- **TO DO**:
Copy every line below that has the word "errNoIntValue" in it.

(Saved data entries)

==========

PR #55, opened 2021-01-07
smartagentreceiver: add Dynamic Monitor creation

rmfitzpatrick:
These changes introduce the main receiver start and shutdown functionality (addressing the second remaining item detailed in https://github.com/signalfx/splunk-otel-collector/pull/53#issue-549208453).  They include dynamic SA monitor creation using the provided config and establish a means of accessing the SFx datapoints reported by the monitors.  These change don't include datapoint conversion, which will be introduced in the next proposed addition.

They also don't include the core collectd process creation, which will also be introduced in a later PR.

### DIFF
--- a/internal/receiver/smartagentreceiver/receiver.go
+++ b/internal/receiver/smartagentreceiver/receiver.go
@@ -16,8 +16,17 @@ package smartagentreceiver
 
 import (
 	"context"
+	"fmt"
+	"reflect"
+	"strings"
+	"sync"
 
+	"github.com/signalfx/signalfx-agent/pkg/core/config"
+	"github.com/signalfx/signalfx-agent/pkg/monitors"
+	"github.com/signalfx/signalfx-agent/pkg/monitors/types"
+	"github.com/signalfx/signalfx-agent/pkg/utils"
 	"go.opentelemetry.io/collector/component"
+	"go.opentelemetry.io/collector/component/componenterror"
 	"go.opentelemetry.io/collector/consumer"
 	"go.uber.org/zap"
 )
@@ -25,7 +34,11 @@ import (
 type Receiver struct {
 	logger       *zap.Logger
 	config       *Config
+	monitor      interface{}
 	nextConsumer consumer.MetricsConsumer
+
+	startOnce sync.Once
+	stopOnce  sync.Once
 }
 
 var _ component.MetricsReceiver = (*Receiver)(nil)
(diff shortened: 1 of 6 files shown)


internal/receiver/smartagentreceiver/receiver.go
```diff
@@ -39,9 +52,74 @@ func NewReceiver(logger *zap.Logger, config Config, nextConsumer consumer.Metric
...
 func (r *Receiver) Start(_ context.Context, host component.Host) error {
-	return nil
+	err := r.config.validate()
+	if err != nil {
+		return fmt.Errorf("config validation failed for %q: %w", r.config.Name(), err)
+	}
+
+	configCore := r.config.monitorConfig.MonitorConfigCore()
+	monitorType := configCore.Type
+	monitorName := strings.ReplaceAll(r.config.Name(), "/", "")
```
tigrannajaryan, line 62: Is / a prohibited character and that's why we replace it? Where is the monitor name visible? In the logs, in error messages? Perhaps replace by something that still looks like a delimiter but is a valid character?

internal/receiver/smartagentreceiver/receiver.go
```diff
@@ -39,9 +52,74 @@ func NewReceiver(logger *zap.Logger, config Config, nextConsumer consumer.Metric
...
+}
+
+func (r *Receiver) createMonitor(monitorType string) (interface{}, error) {
+	// retrieve registered MonitorFactory from agent's registration store
+	monitorFactory, ok := monitors.MonitorFactories[monitorType]
+	if !ok {
+		return nil, fmt.Errorf("unable to find MonitorFactory for %q", monitorType)
+	}
+
+	monitor := monitorFactory() // monitor is a pointer to a monitor struct
```
tigrannajaryan, line 100: So, I guess `interface{}` is all we have.

internal/receiver/smartagentreceiver/receiver.go
```diff
@@ -39,9 +52,74 @@ func NewReceiver(logger *zap.Logger, config Config, nextConsumer consumer.Metric
...
+
+	// monitorOutputValue is the monitor struct's "Output" field value obtained via reflection to be set to
+	// an Output instance.
```
tigrannajaryan, line 103: Is this the only way we can get the `Output` field? How is this done in SmartAgent codebase?
Looks like SmartAgent uses something called ActiveMonitor to wrap the monitor instance and then sets ActiveMonitor.Output field. Would this approach also work for us?

tigrannajaryan (approved):

internal/receiver/smartagentreceiver/receiver.go
rmfitzpatrick: The monitor id is used as a unique internal SFx datapoint dimension value in ~collectd and elsewhere, but it may be deleted before output in all cases.  I was thinking it could in some cases be a dimension value so instinctively stripped the slash as an unsupported character in SFx.

internal/receiver/smartagentreceiver/receiver.go
rmfitzpatrick: This effectively follows the practice of the ActiveMonitor, which informed its implementation.  We aren't incorporating ActiveMonitors directly because they're largely not exported and used as the mechanism to maintain monitor manager, which we're bypassing.

internal/receiver/smartagentreceiver/receiver.go
```diff
@@ -16,16 +16,29 @@ package smartagentreceiver
...
 	"go.opentelemetry.io/collector/component"
+	"go.opentelemetry.io/collector/component/componenterror"
 	"go.opentelemetry.io/collector/consumer"
 	"go.uber.org/zap"
 )
 
 type Receiver struct {
 	logger       *zap.Logger
 	config       *Config
+	monitor      interface{}
```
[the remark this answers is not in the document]
rmfitzpatrick: Not by [`MonitorFactory`](https://github.com/signalfx/signalfx-agent/blob/ce1a2e0a25e75bb6623f29c7c23cd6271ca5defe/pkg/monitors/monitor.go#L17):
```
// MonitorFactory is a niladic function that creates an unconfigured instance
// of a monitor.
type MonitorFactory func() interface{}
```

Each monitor implements their own w/ a `Configure()` method that is invoked reflectively by `CallConfigure()`

internal/receiver/smartagentreceiver/receiver.go
rmfitzpatrick: Yeah seems so (https://github.com/signalfx/splunk-otel-collector/pull/55#discussion_r553615397)

internal/receiver/smartagentreceiver/receiver.go
rmfitzpatrick: https://github.com/signalfx/signalfx-agent/blob/4dd6371cc380f30012bc321519f02b86fd5b3e64/pkg/monitors/activemonitor.go#L121

PR #56, opened 2021-01-11
 Smart Agent Receiver: add datapoint conversion

rmfitzpatrick:
These changes address the 3rd remaining item detailed in https://github.com/signalfx/splunk-otel-collector/pull/53#issue-549208453 by adding internal SFx datapoint to pdata metric translation and forwarding to the next metric consumer.  They are largely based on the translation that occurs in [Collector Contrib's SFx receiver](https://github.com/open-telemetry/opentelemetry-collector-contrib/tree/master/receiver/signalfxreceiver) but without using SFx's protobuf definitions.

In testing these changes, there is a minor form of end-to-end integration test that uses the native SA cpu monitor without vetting its metric content too heavily, which I deemed out of scope after earlier attempts in light of CI flake and cross-platform concerns.

### DIFF
--- a/internal/receiver/smartagentreceiver/convert.go
+++ b/internal/receiver/smartagentreceiver/convert.go
@@ -1,0 +1,185 @@
+// Copyright 2021, OpenTelemetry Authors
+//
+// Licensed under the Apache License, Version 2.0 (the "License");
+// you may not use this file except in compliance with the License.
+// You may obtain a copy of the License at
+//
+//     http://www.apache.org/licenses/LICENSE-2.0
+//
+// Unless required by applicable law or agreed to in writing, software
+// distributed under the License is distributed on an "AS IS" BASIS,
+// WITHOUT WARRANTIES OR CONDITIONS OF ANY KIND, either express or implied.
+// See the License for the specific language governing permissions and
+// limitations under the License.
+package smartagentreceiver
+
+import (
+	"fmt"
+
+	sfx "github.com/signalfx/golib/v3/datapoint"
+	"go.opentelemetry.io/collector/consumer/pdata"
+	"go.uber.org/zap"
+)
+
+var (
+	errUnsupportedMetricTypeTimestamp = fmt.Errorf("unsupported metric type timestamp")
+	errNoIntValue                     = fmt.Errorf("no valid value for expected IntValue")
+	errNoFloatValue                   = fmt.Errorf("no valid value for expected FloatValue")
+)
+
+type Converter struct {
+	logger *zap.Logger
+}
+
+// Based on https://github.com/open-telemetry/opentelemetry-collector-contrib/blob/v0.15.0/receiver/signalfxreceiver/signalfxv2_to_metricdata.go
+func (c *Converter) toMetrics(datapoints []*sfx.Datapoint) (pdata.Metrics, int) {
+	numDropped := 0
+	md := pdata.NewMetrics()
+	md.ResourceMetrics().Resize(1)
+	rm := md.ResourceMetrics().At(0)
+
+	rm.InstrumentationLibraryMetrics().Resize(1)
+	ilm := rm.InstrumentationLibraryMetrics().At(0)
+
+	metrics := ilm.Metrics()
+	metrics.Resize(len(datapoints))
+
+	i := 0
+	for _, datapoint := range datapoints {
+		if datapoint == nil {
+			continue
+		}
+
+		m := metrics.At(i)
+		err := setDataType(datapoint, m)
+		if err != nil {
+			numDropped++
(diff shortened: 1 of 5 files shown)


internal/receiver/smartagentreceiver/convert.go
```diff
@@ -0,0 +1,186 @@
...
+func setDataType(datapoint *sfx.Datapoint, m pdata.Metric) error {
+	sfxMetricType := datapoint.MetricType
+	if sfxMetricType == sfx.Timestamp {
+		return errUnsupportedMetricTypeTimestamp
+	}
+
+	var isFloat bool
+	switch datapoint.Value.(type) {
+	case sfx.IntValue:
+		isFloat = false
```
asuresh4, line 101: nit: this could be omitted since booleans are by default set to `false`.

internal/receiver/smartagentreceiver/convert.go
```diff
@@ -0,0 +1,186 @@
...
+	for _, datapoint := range datapoints {
+		if datapoint == nil {
+			continue
+		}
+
+		m := metrics.At(i)
+		err := setDataType(datapoint, m)
+		if err != nil {
+			numDropped++
+			c.logger.Debug("SignalFx datapoint type conversion error",
```
asuresh4, line 57: Should this error and the one for the conversion be logged as error or a warning instead of debug?

internal/receiver/smartagentreceiver/convert.go
```diff
@@ -0,0 +1,186 @@
...
+func fillIntDatapoint(datapoint *sfx.Datapoint, dps pdata.IntDataPointSlice) error {
+	var intValue sfx.IntValue
+	var ok bool
+	if intValue, ok = datapoint.Value.(sfx.IntValue); !ok {
+		return errNoIntValue
+	}
+
+	dps.Resize(1)
+	dp := dps.At(0)
+	dp.SetTimestamp(pdata.TimestampUnixNano(uint64(datapoint.Timestamp.UnixNano())))
```
asuresh4, line 157: Should we check for `nil` timestamps on datapoint?

internal/receiver/smartagentreceiver/convert.go
rmfitzpatrick: Thanks, updated to warning.

internal/receiver/smartagentreceiver/convert.go
rmfitzpatrick: Still not used to go's lack of falling through in switches.  Removed.

internal/receiver/smartagentreceiver/convert.go
rmfitzpatrick: since `Timestamp` is a `time.Time` and not a pointer I don't believe nil can be assigned?

internal/receiver/smartagentreceiver/convert.go
```diff
@@ -0,0 +1,185 @@
...
+	for _, datapoint := range datapoints {
+		if datapoint == nil {
+			continue
+		}
+
+		m := metrics.At(i)
+		err := setDataType(datapoint, m)
+		if err != nil {
+			numDropped++
+			c.logger.Warn("SignalFx datapoint type conversion error",
```
tigrannajaryan, line 57: It is probably better to use Debug instead of Warn for conversion errors otherwise it can flood the logs: https://github.com/open-telemetry/opentelemetry-collector/blob/master/CONTRIBUTING.md#logging

internal/receiver/smartagentreceiver/output.go
```diff
@@ -60,6 +71,9 @@ func (output *Output) Copy() types.Output {
 
 func (output *Output) SendDatapoints(datapoints ...*datapoint.Datapoint) {
 	output.logger.Debug("SendDatapoints has been called.", zap.Any("datapoints", datapoints))
+	metrics, numDropped := output.converter.toMetrics(datapoints)
+	output.logger.Debug("SendDatapoints", zap.Any("metrics", metrics), zap.Int("numDropped", numDropped))
```
tigrannajaryan, line 75: We may want to remove the logger.Debug's in the final version so that Debug logs are not flooded for success cases. OK to keep for now if you are using them for debugging while you are actively developing.

tigrannajaryan (approved):

internal/receiver/smartagentreceiver/output.go
rmfitzpatrick: Good point, updated to use internal tracing and only debug log on dropped points.

internal/receiver/smartagentreceiver/convert.go
rmfitzpatrick: Makes sense, reverted change.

==========

- **EXPECTED ANSWER**:
+	errNoIntValue                     = fmt.Errorf("no valid value for expected IntValue")
+		return errNoIntValue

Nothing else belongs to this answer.